Basic Big Data Terminology
Data is called Big Data when there is no way to process it using a single computer (server). Big Data assumes processing by a network of computers (cluster).
Availability is defined as the proportion of time the system is in a functioning condition. High availability means that up and running time is as close to 100% as possible.
Scalability is the capability to handle growing amounts of data and growing number of database clients either by adding more hardware resources or by optimization and more efficient usage of the existing resources.
Vertical scaling means increasing the power of a single computer by adding more CPU cores, RAM, I/O controllers, disks, etc. It’s the easiest approach, but the most expensive and reaching its limits very quickly, because of physical limitations of how many hardware components you can put into single computer box.
Horizontal scaling means increasing the power by adding more computers, called nodes, connected with each other via computer network. Comparing to the vertical scaling, it provides higher scalability at lower costs by extensive adding of inexpensive hardware nodes of commodity level. The drawback is that it requires much more complex software, especially if full-fledged ACID transactions are required.
Clustering is often used as a synonym of horizontal scaling. However, in the context of relational databases, clustering usually means that database consists of several server nodes each having its own CPUs and RAM, but all of them share the same redundant array of disks via high-performance I/O controller (shared-disks architecture).
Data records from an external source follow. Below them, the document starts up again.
PR #104, opened 2017-11-13
GaxError presents BadStatus values

blowmage:
This PR relays the underlying BadStatus values `code`, `details`, and `metadata` without resorting to dynamic hackery using `method_missing`. If the underlying error object does not have values, or is not a BadStatus, `nil` is returned.

[refs GoogleCloudPlatform/google-cloud-ruby#1791]
[refs GoogleCloudPlatform/google-cloud-ruby#1825]

### DIFF
--- a/lib/google/gax/errors.rb
+++ b/lib/google/gax/errors.rb
@@ -35,7 +35,7 @@ module Google
   module Gax
     # Common base class for exceptions raised by GAX.
     class GaxError < StandardError
-      attr_reader :details
+      attr_reader :status_details
 
       # @param msg [String] describes the error that occurred.
       def initialize(msg)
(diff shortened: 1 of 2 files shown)


lib/google/gax/errors.rb
```diff
@@ -53,6 +54,21 @@ def initialize(msg)
           @cause
         end
       end
+
+      def code
+        return nil unless cause && cause.respond_to?(:metadata)
```
geigerj: `cause.respond_to?(:metadata)` -> `cause.respond_to?(:code)`?

Similarly with `details`.

blowmage: Oops. Fixed.

blowmage:
Build is fixed. Thank you for your patience.

PR #109, opened 2017-11-20
Allow operations client to be subclassed

geigerj:
Note: this is hand-edited for now to preserve compatibility with older
GAPIC clients that set the service address through the ctor. We will
refresh the LRO codegen entirely for the 1.0 release.


geigerj:
@landrito Could you take a look at this one, too? It's required for https://github.com/googleapis/toolkit/pull/1702.

PR #214, opened 2018-10-28
Regex: hex (\xFF) and unicode (\uFFFF) escape sequence support

jmitchell:
Grammar specifications sometimes refer to code point ranges using a
hexadecimal representation. For example, RFC 5234 which specifies ABNF
includes the following rule in the self-describing ABNF grammar:

    char-val       =  DQUOTE *(%x20-21 / %x23-7E) DQUOTE
                           ; quoted string of SP and VCHAR
                           ;  without DQUOTE

Supporting these escapes in tree-sitter's regular expression grammar
simplifies translation to grammar.js.

### DIFF
--- a/src/compiler/prepare_grammar/parse_regex.cc
+++ b/src/compiler/prepare_grammar/parse_regex.cc
@@ -188,7 +188,7 @@ class PatternParser {
       }
 
       default: {
-        return {single_char(), CompileError::none()};
+        return single_char();
       }
     }
   }
@@ -203,12 +203,17 @@ class PatternParser {
     }
 
     while (has_more_input() && (peek() != ']')) {
-      auto characters = single_char();
+      auto sc_result = single_char();
+      if (sc_result.second.type) return sc_result;
+      auto characters = sc_result.first;
 
       if (peek() == '-') {
         next();
         if (!characters.includes_all && characters.included_chars.size() == 1 && peek() != ']') {
-          auto next_characters = single_char();
+          sc_result = single_char();
+          if (sc_result.second.type) return sc_result;
+          auto next_characters = sc_result.first;
+
           if (!next_characters.includes_all && next_characters.included_chars.size() == 1) {
             characters.include(
               *characters.included_chars.begin(),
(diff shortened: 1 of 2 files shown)


maxbrunsfeld:
This looks excellent! Two questions:

1. I noticed you return an error if too few hex digits are supplied after the ‘x’ or ‘u’. Does this match the behavior of instantiating a regex in JavaScript? Or does it just treat it as a literal character sequence like ‘x5’? Ideally, we’d match the behavior of JS there.

2. Did you get a chance to test this end to end, through JavaScript, via tree-sitter-cli?

jmitchell:
Glad you asked. As-is the PR _does not_ accurately reflect what JS does.

```
$ node --version
v8.12.0
$ node
> '0'.match(/\x30/)
[ '0', index: 0, input: '0' ]
> '0'.match(/\x3g/)
null
> 'x3g'.match(/\x3g/)
[ 'x3g', index: 0, input: 'x3g' ]
> 'x5'.match(/\x5/)
[ 'x5', index: 0, input: 'x5' ]
> 'u5'.match(/\u5/)
[ 'u5', index: 0, input: 'u5' ]
```

In case it takes a while for me to get back to this, some relevant parts I found in [ECMA-262](https://www.ecma-international.org/publications/standards/Ecma-262.htm) (9th ed.):

- [21.1 RegExp (Regular Expression) Objects](https://www.ecma-international.org/ecma-262/9.0/index.html#sec-regexp-regular-expression-objects)
    - `CharacterEscape`
        - `HexEscapeSequence`
        - `RegExpUnicodeEscapeSequence`
        - `IdentityEscape`
- [B.1.4 Regular Expressions Patterns](https://www.ecma-international.org/ecma-262/9.0/index.html#sec-regular-expressions-patterns)
    - "... each alternative is considered only if previous production alternatives do not match."

By the way, this patch is currently used to implement [tree-sitter-abnf](https://github.com/jmitchell/tree-sitter-abnf).

jmitchell:
Regex escape sequences seem to be working as expected since the Rust port. Thank you.

maxbrunsfeld:
Ah, thanks for following up! And sorry that I didn't help more to get this PR merged.

jmitchell:
You helped plenty! I care about the functionality, not the particular code :100:

PR #230, opened 2018-11-12
Fix incorrect node reuse for edits right at EOF

maxbrunsfeld:
This fixes a regression I just introduced in https://github.com/tree-sitter/tree-sitter/pull/225.

Due to a mistake in the randomized tests, we weren't testing for edits that occurred *right* at the end of the file (such as inserting a character at the end of the file). We don't often see this in Atom, because there is usually a newline character at the end of the file.

I've added an explicit unit test for this case, as well as generalized the randomized tests to make sure that they cover this.

Thanks to @pranaygp for catching this and providing an excellent reproduction script!


maxbrunsfeld:
Version 0.13.20 of the node module is out.

PR #232, opened 2018-11-13
runtime: make ts_language_symbol_for_name work for alias symbols

bfredl:
I noticed `ts_language_symbol_for_name(c_lang, "type_identifier")` didn't work, even if `ts_node_symbol()` works for such a node, and then `ts_language_symbol_name(c_lang, symbol)` returns `"type_identifier"`.

Is this an oversight or does alias symbols need to be treated differently somehow? The patch seems to work for my usecase. The test fails on master. I simply check the last node, but I could hardcode some node name instead, if we know of a symbol that always will be a alias symbol.

### DIFF
--- a/src/runtime/language.c
+++ b/src/runtime/language.c
@@ -50,7 +50,8 @@ const char *ts_language_symbol_name(const TSLanguage *language, TSSymbol symbol)
 TSSymbol ts_language_symbol_for_name(const TSLanguage *self, const char *name) {
   if (!strcmp(name, "ERROR")) return ts_builtin_sym_error;
 
-  for (TSSymbol i = 0; i < self->symbol_count; i++) {
+  uint32_t count = ts_language_symbol_count(self);
+  for (TSSymbol i = 0; i < count; i++) {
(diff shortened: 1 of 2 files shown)


maxbrunsfeld:
The failure on Travis was due to a bug in `tree-sitter-python`. I just fixed that and restarted the build.

bfredl:
@maxbrunsfeld Seems to pass now. Does anything need to be changed?

bfredl:
> and a named node with the same name (e.g. the function rule vs the "function" string in the JavaScript grammar).

What would be the proper solution for this? Gradually nudge grammars to use separate names for named and anonymous nodes? (though it would break existing consumers of the grammar?) Or add a variant of `ts_language_symbol_for_name` to add a `bool` flag to prefer which version?

maxbrunsfeld:
> Or add a variant of `ts_language_symbol_for_name` to add a bool flag to prefer which version?

Yeah, that's probably the right solution. We could also just *change* the existing function; there isn't a lot of code that depends on it (that I know of).

PR #234, opened 2018-11-20
Remove `-s` option from `which` in test script

mpsijm:
When I tried running the tests with a debugger, the script failed with the following message:

    Illegal option -s
    Usage: /usr/bin/which [-a] args
    Illegal option -s
    Usage: /usr/bin/which [-a] args
    No debugger found

In case this `-s` flag is needed for other OSes than Linux (I'm working with Ubuntu 18.04), this could be based on a `uname` check (like on line 44).

### DIFF
--- a/script/test
+++ b/script/test
@@ -112,9 +112,9 @@ case ${mode} in
     ;;
 
   debug)
-    if which -s lldb; then
+    if which lldb; then
       lldb $cmd -- "${args[@]}"
-    elif which -s gdb; then
+    elif which gdb; then
       gdb $cmd -- "${args[@]}"
     else
       echo "No debugger found"
--- a/script/test
+++ b/script/test
@@ -112,9 +112,9 @@ case ${mode} in
     ;;
 
   debug)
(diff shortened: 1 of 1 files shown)


maxbrunsfeld:
The `-s` option was just to silence the output, so we didn't get unwanted paths printed out from the script.

I believe we can achieve the same thing in a cross-platform way by just redirecting the stderr from `which` to `/dev/null`. Also, I've recently learned that it's better to use `hash` than `which`, because `hash` is a bash built-in, so it doesn't require spawning a child process.

thomasjo:
Alternatively `command` which is POSIX (and a built-in).

mpsijm:
Using either `hash` or `command` will cause output on stderr if the command does not exist, so in that case we'll have to do some piping anyway.
I do agree that `hash` is a better alternative to `which`, so I've updated my PR to use that :slightly_smiling_face:

maxbrunsfeld:
Thanks!

PR #246, opened 2018-12-04
Introduce an EXCLUDE rule

maxbrunsfeld:
### Background

Tree-sitter uses context-aware tokenization - in a given parse state, Tree-sitter only recognizes tokens that are syntactically valid in that state. This is what allows Tree-sitter to tokenize languages correctly without requiring the grammar author to think about different lexer modes and states. In general, Tree-sitter tends to be permissive in allowing words that are keywords in some places to be used freely as names in other places.

Sometimes this permissiveness causes unexpected error recoveries. Consider this C syntax error:

```c
float // <-- error
int main() {}
```

Currently, when [tree-sitter-c](https://github.com/tree-sitter/tree-sitter-c) encounters this code, it doesn't detect an error until the word `main`, because it interprets the word `int` as a variable, declared with type `float`. It doesn't see `int` as a keyword, because the keyword `int` wouldn't be allowed in that position.

### Solution

In order improve this error recovery, the grammar author needs a way to explicitly indicate that certain keywords are *not allowed* in certain places. For example in C, primitive types like `int` and control-flow keywords like `while` are not allowed as variable names in declarators.

This PR introduces a new `EXCLUDE` rule to the underlying JSON schema. From JavaScript, you can use it like this:

```js
declarator: choice(
  $.pointer_declarator,
  $.array_declarator,
  $.identifier.exclude('if', 'int', ...etc)
)
```

Conceptually, you're saying "a declarator can match an identifier, but *not* these other tokens".

### Implementation

Internally, all Tree-sitter needs to do is to insert the excluded tokens (`if`, `int`, etc) into the set of valid lookahead symbols that it uses when tokenizing, in the relevant states. Then, when the lexer sees the string "if", it will recognize it as an `if` token, not just an identifier. Then, as always when there's an error, the parser will find that there are no valid parse actions for the token `if`.

### Alternatives

I could have instead introduced a new field on the entire grammar called `keywords`. Then, if we added `if` to the grammar's `keywords`, the word `if` would *always* be treated as its own token, in *every* parse state.

This is less general, and it wouldn't really work AFAICT. Even in C, there are states where the word `int` should *not* be treated as a keyword. For example, inside of a string (`"int"`), as the name of a macro definition `#define int`. And in other languages, there are many *more* cases like this than there are in C. For example in JavaScript, it's fine to have an object property named `if`.

### Relevant Issues

https://github.com/atom/language-c/issues/308

### DIFF
--- a/cli/src/generate/build_tables/build_lex_table.rs
+++ b/cli/src/generate/build_tables/build_lex_table.rs
@@ -32,15 +32,17 @@ pub(crate) fn build_lex_table(
         let tokens = state
             .terminal_entries
             .keys()
+            .copied()
+            .chain(state.exclusions.iter())
             .filter_map(|token| {
                 if token.is_terminal() {
                     if keywords.contains(&token) {
                         syntax_grammar.word_token
                     } else {
-                        Some(*token)
+                        Some(token)
                     }
                 } else if token.is_eof() {
-                    Some(*token)
+                    Some(token)
                 } else {
                     None
                 }
--- a/cli/src/generate/build_tables/build_lex_table.rs
+++ b/cli/src/generate/build_tables/build_lex_table.rs
@@ -33,7 +33,7 @@ pub(crate) fn build_lex_table(
             .terminal_entries
             .keys()
             .copied()
-            .chain(state.exclusions.iter())
+            .chain(state.keywords.iter())
             .filter_map(|token| {
                 if token.is_terminal() {
                     if keywords.contains(&token) {
--- a/cli/src/generate/build_tables/build_parse_table.rs
+++ b/cli/src/generate/build_tables/build_parse_table.rs
@@ -163,6 +163,7 @@ impl<'a> ParseTableBuilder<'a> {
                     external_lex_state_id: 0,
                     terminal_entries: IndexMap::default(),
                     nonterminal_entries: IndexMap::default(),
+                    exclusions: TokenSet::new(),
                     core_id,
                 });
                 self.parse_state_queue.push_back(ParseStateQueueEntry {
@@ -355,7 +356,7 @@ impl<'a> ParseTableBuilder<'a> {
             )?;
         }
 
-        // Finally, add actions for the grammar's `extra` symbols.
+        // Add actions for the grammar's `extra` symbols.
         let state = &mut self.parse_table.states[state_id];
         let is_end_of_non_terminal_extra = state.is_end_of_non_terminal_extra();
 
@@ -421,6 +422,12 @@ impl<'a> ParseTableBuilder<'a> {
             }
         }
 
+        for exclusion in item_set.exclusions() {
+            if !state.terminal_entries.contains_key(&exclusion) {
+                state.exclusions.insert(exclusion);
+            }
+        }
+
         Ok(())
     }
 
@@ -452,7 +459,7 @@ impl<'a> ParseTableBuilder<'a> {
                 if item.step_index > 0 {
                     if self
                         .item_set_builder
-                        .first_set(&step.symbol)
+                        .first_set_without_excluded(&step.symbol)
                         .contains(&conflicting_lookahead)
                     {
                         if item.variable_index != u32::MAX {
@@ -939,8 +946,8 @@ fn populate_following_tokens(
         .collect::<TokenSet>();
     for production in productions {
         for i in 1..production.steps.len() {
-            let left_tokens = builder.last_set(&production.steps[i - 1].symbol);
-            let right_tokens = builder.first_set(&production.steps[i].symbol);
+            let left_tokens = builder.last_set_with_excluded(&production.steps[i - 1].symbol);
+            let right_tokens = builder.first_set_with_excluded(&production.steps[i].symbol);
             for left_token in left_tokens.iter() {
                 if left_token.is_terminal() {
                     result[left_token.index].insert_all_terminals(right_tokens);
--- a/cli/src/generate/build_tables/build_parse_table.rs
+++ b/cli/src/generate/build_tables/build_parse_table.rs
@@ -163,7 +163,7 @@ impl<'a> ParseTableBuilder<'a> {
                     external_lex_state_id: 0,
                     terminal_entries: IndexMap::default(),
                     nonterminal_entries: IndexMap::default(),
-                    exclusions: TokenSet::new(),
+                    keywords: TokenSet::new(),
                     core_id,
                 });
                 self.parse_state_queue.push_back(ParseStateQueueEntry {
@@ -422,9 +422,9 @@ impl<'a> ParseTableBuilder<'a> {
             }
         }
 
-        for exclusion in item_set.exclusions() {
-            if !state.terminal_entries.contains_key(&exclusion) {
-                state.exclusions.insert(exclusion);
+        for keyword in item_set.keywords() {
+            if !state.terminal_entries.contains_key(&keyword) {
+                state.keywords.insert(keyword);
             }
         }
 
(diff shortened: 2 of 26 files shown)


JoeBlanchard:
Hey Max,

I have been working on developing Treesitter grammars for extensible languages developed by the Minnesota Extensible Language Tools Group. This group actually wrote the paper on context aware scanning that you mentioned as part of your underlying research for this project.

This rule seems useful, but also a hassle to list all the keywords that should be excluded wherever an identifier should appear. I was wondering if you had considered implementing a version of lexer classes where these classes of terminals can submit to or dominate other classes of terminals to specify precedence. This can be used to specify that one prefers keywords over identifiers. The [paper](https://www-users.cs.umn.edu/~evw/pubs/vanwyk07gpce/vanwyk07gpce.pdf) describes how this works fully.

The benefit of doing this is, as mentioned in the paper in section 2 under the lexical precedence relation header, that we can always view higher precedence terms as being a member of the valid lookahead set when parsing so we can fix the same problem as you are doing with the exclude rule. This could be done once using submits to and dominates instead of excluding the keywords every place the identifier occurs.

Also, using submits to and dominates with lexer classes defines a partial precedence on terminals that is less constraining and allows more flexibility than the total precedence currently required in Treesitter. This would help Treesitter support more languages more easily. I know it'd likely be a significant undertaking to implement this. So, I'm wondering your rational against doing this and why or why not you would consider implementing this in the future.

I'm not sure where the best place to post this was, but I guess this will do. Thanks for your time!

maxbrunsfeld:
Good to hear from you @JoeBlanchard! There's some things that I like about the approach the paper describes, but I don't fully understand how it addresses this problem.

> we can always view higher precedence terms as being a member of the valid lookahead set when parsing so we can fix the same problem as you are doing with the exclude rule. 

I don't think that's the behavior that I want though. By default, in any given parse state, I don't want any syntactically-invalid tokens to be added to the valid lookahead set. Rather, I want the default to be that we produce the *most permissive* possible parser-lexer pairing.

For example, in JavaScript you can use words like `if` and `else` as identifiers, as long as you're in a context where the `if` and `else` keywords wouldn't be valid.

```js
if (a) {
  const b = {
    if: 1,
    else: 2,
  };
} else {
  // ...
}
```

In Tree-sitter's JavaScript grammar, this 'Just Works', with no extra effort because:
* When an `if` keywords *is* valid, it "dominates" the identifier token because of Tree-sitter's default rule that String tokens dominate Regex tokens.
* Inside of the Object literal above, the `if` and `else` keywords are not valid lookaheads.

This even comes up in older languages like C, because you *can* do stuff like this:

```c
#define float double
#ifdef float
// ...
#endif
```

And in code like that☝️, we parse `float` as an identifier.

If we *implicitly* added keywords like `if` to every lookahead set containing `identifier`, it seems like we'd lose these behaviors.

maxbrunsfeld:
In other words, I want Tree-sitter's default to be highly permissive, treating all keywords as contextual, because most languages really *do* behave this way in many cases. Our number 1 priority is to successfully parse all code that's valid. If we successfully parse some code that's *invalid*, that's not a big problem to me.

Once you have a working parser, I *do* want to add a more niche API that lets you manually expand the valid lookahead set in specific contexts. That's what this `exclude` is for.

> This rule seems useful, but also a hassle to list all the keywords that should be excluded wherever an identifier should appear. 

The way I'm imagining it, we'd only call `exclude` in one place in `tree-sitter-c`: we'd *just* add it to the `_declarator` rule like I showed above, in order to improve Tree-sitter's error recovery in the specific case of code like

```c
float // not done typing yet
int foo;
```

maxbrunsfeld:
I might be misunderstanding the way `dominates` works in the paper though. Am I missing something?

Overall, my impression is that fundamentally, I *do* want this concept to be context-specific, rather than global, whereas `dominates` and `submitsTo` are global concepts.

JoeBlanchard:
Thanks for getting back @maxbrunsfeld 

> Overall, my impression is that fundamentally, I _do_ want this concept to be context-specific, rather than global, whereas `dominates` and `submitsTo` are global concepts.

Yes you are correct that `domiantes` and `submitsTo` are global concepts. Your reasoning makes a lot of sense for the way you have written grammars in Tree-sitter. The approach of keywords, such as `if` and `else`, always dominating identifiers for the purpose of error detection would cause parse errors in the examples you provided despite being correct programs.

Additionally, based on the development timeline of Tree-sitter it is logical that implementing this behavior was not a priority.

However, grammars _can_ be written such that `submitsTo` and `dominates` do work. For example, in the C example you provided.

> This even comes up in older languages like C, because you _can_ do stuff like this:
> 
> ```c
> #define float double
> #ifdef float
> // ...
> #endif
> ```
> 
> And in code like that☝️, we parse `float` as an identifier.
> 
> If we _implicitly_ added keywords like `if` to every lookahead set containing `identifier`, it seems like we'd lose these behaviors.

Here a grammar could be written that has a `macro_identifier` and `identifier` rule that both match the same regular expression but are separate rules. However, the keywords would only dominate the `identifier` and not the `macro_identifier`. Thus, since a `macro_identifier` is in the valid lookahead set while `identifier` is not, the keywords will not be added and this will be parsed correctly.

The main advantage of `submitsTo` and `dominates` is that it transforms precedence, which is a total ordering on all terminals, to a partial ordering only on all terminals where precedence is important and those terminals will appear in the same valid lookahead set. This feature is very useful when writing extensible programming languages which is what the MELT group does, but may not provide as much benefit to most languages used in Atom and on Github. 

Thanks for getting back to me with such a detailed response! By the way, the reason I have been looking into Tree-sitter is that we are attempting to auto-generate the `grammar.js` file for a Tree-sitter specification from a [Silver](http://melt.cs.umn.edu/silver/) grammar specification to generate highlighters for [ableC](http://melt.cs.umn.edu/ableC/) and extensions developed for ableC. I'll probably implement the use of `submitsTo` and `dominates` in Silver using the new EXCLUDE rule for now. When do you plan to merge the rule?

maxbrunsfeld:
> The main advantage of `submitsTo` and `dominates` is that it transforms precedence, which is a total ordering on all terminals, to a partial ordering only on all terminals where precedence is important

Yeah, I can see how that would help with maintainability in some cases, both for lexical disambiguation and for syntactic disambiguation as well. I think that numerical precedence is very *easy* to understand for people, but there are definitely cases where it's awkward to force things into a total ordering.

> When do you plan to merge the rule?

Unfortunately, I got distracted with some other issues, and I haven't had time to work on this. I never even fully got it working correctly, so there's still a bit of work to do.

maxbrunsfeld:
Ok, I have brought this PR back from the dead. So far, I'm keeping the grammar API the same way I originally proposed it.

smatlapudi:
@maxbrunsfeld,  I am checking on this PR as I have the same issue with following SQL code with invalid syntax ( `,`  after `col_one` should not be there). The parser I generated not throwing error as expected but it is taking `from` keyword as column name.
**Note:**   `from` clause is optional this SQL grammar and  just a `select expr, expr` statement is valid one.

```
select 
  col_one,
 from 
  table_one
```

Is this `exclude` solution work for case insensitive keywords ( like SQL grammar here) use-case also ?

JoostK:
Asking here since this was closed: is there still incentive to support something like this in the future?

maxbrunsfeld:
Yes, I’m going to work more on this, but give it a slightly different API and terminology. I’ll link to a new PR soon.

maxbrunsfeld:
Subscribe to https://github.com/tree-sitter/tree-sitter/pull/1635 for further updates on this. I plan to land that PR soon, but it's not quite done.

PR #249, opened 2018-12-13
Return TSTreeCursor by reference

albfan:
To create vala binding to tree-sitter API there're a series of conventions:

https://wiki.gnome.org/Projects/Vala/LegacyBindings

We can deal with most of them (like passing `TSNode` by value) except one: Return `TSTreeCursor` by value in `ts_tree_cursor_new`

This patch is a convenience modification to allocate `TSTreeCursor` struct and free it, allowing vala to use it.

https://gitlab.gnome.org/albfan/vala-tree-sitter/blob/master/.gitmodules#L3-4

I'm not a API expert, but taking with people who is, they suggest to contribute upstream to iron this little quirks. If you are open to API refinement just let us (GNOME) know.

I'm gonna directly use this binding into https://gitlab.gnome.org/albfan/gtk-code-folding-vala/issues/4 but I'm sure there're a bunch of IDEs (GNOME Builder, code from elementary) looking for AST using tree-sitter. As much standard the API is, the better and easier it will be to integrate. 

Don't get me wrong, I know tree-sitter is totally usable right now.

### DIFF
--- a/include/tree_sitter/runtime.h
+++ b/include/tree_sitter/runtime.h
@@ -134,7 +134,7 @@ TSNode ts_node_descendant_for_point_range(TSNode, TSPoint, TSPoint);
 TSNode ts_node_named_descendant_for_point_range(TSNode, TSPoint, TSPoint);
 void ts_node_edit(TSNode *, const TSInputEdit *);
 
-TSTreeCursor ts_tree_cursor_new(TSNode);
+TSTreeCursor *ts_tree_cursor_new(TSNode);
 void ts_tree_cursor_delete(TSTreeCursor *);
 void ts_tree_cursor_reset(TSTreeCursor *, TSNode);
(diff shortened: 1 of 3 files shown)


maxbrunsfeld:
> We can deal with most of them (like passing `TSNode` by value) except one: Return `TSTreeCursor` by value in `ts_tree_cursor_new`.

Just for my understanding, what is it about `TSTreeCursor` that makes it inconvenient to return it by value, unlike `TSNode`?

Overall, I'd like to avoid requiring an extra `malloc`/`calloc` call. It doesn't seem necessary, since you can already efficiently implement your desired pointer-based API by *wrapping* the current API, whereas the reverse is not true. If we allocate internally, there's no way for callers to avoid the extra `malloc`/`free` cost.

Partitioning means splitting a database into parts that are stored and processed at different server nodes. There is a horizontal partitioning that means separation of database tables by rows, and vertical partitioning that means separation of database tables by columns.
Sharding is a type of horizontal partitioning meaning that rows/objects of a database are automatically distributed across server nodes depending on a value of a particular column/field (or its hash). For example, user profiles in a database can be stored on different server nodes depending on their country.
Replication means maintaining redundant copies of the same data by copying database or its partitions from master node to secondary node(s). It makes it possible to scale a database by load-balancing clients between multiple nodes. However, the drawback is data consistency challenges - when data on a master node is changed and secondary nodes still have obsolete data until next replication cycle. It becomes even more complicated if full-fledged ACID transactions are required.
Federation means that database physically consists of multiple autonomous databases, possible of different nature and from different vendors. But logically the database is represented as a single unified database accessible by clients via a special mediator layer. The biggest challenge for federated database is transaction processing, which make mediator layer extremely complicated, and full-fledged ACID transactions are hard to achieve.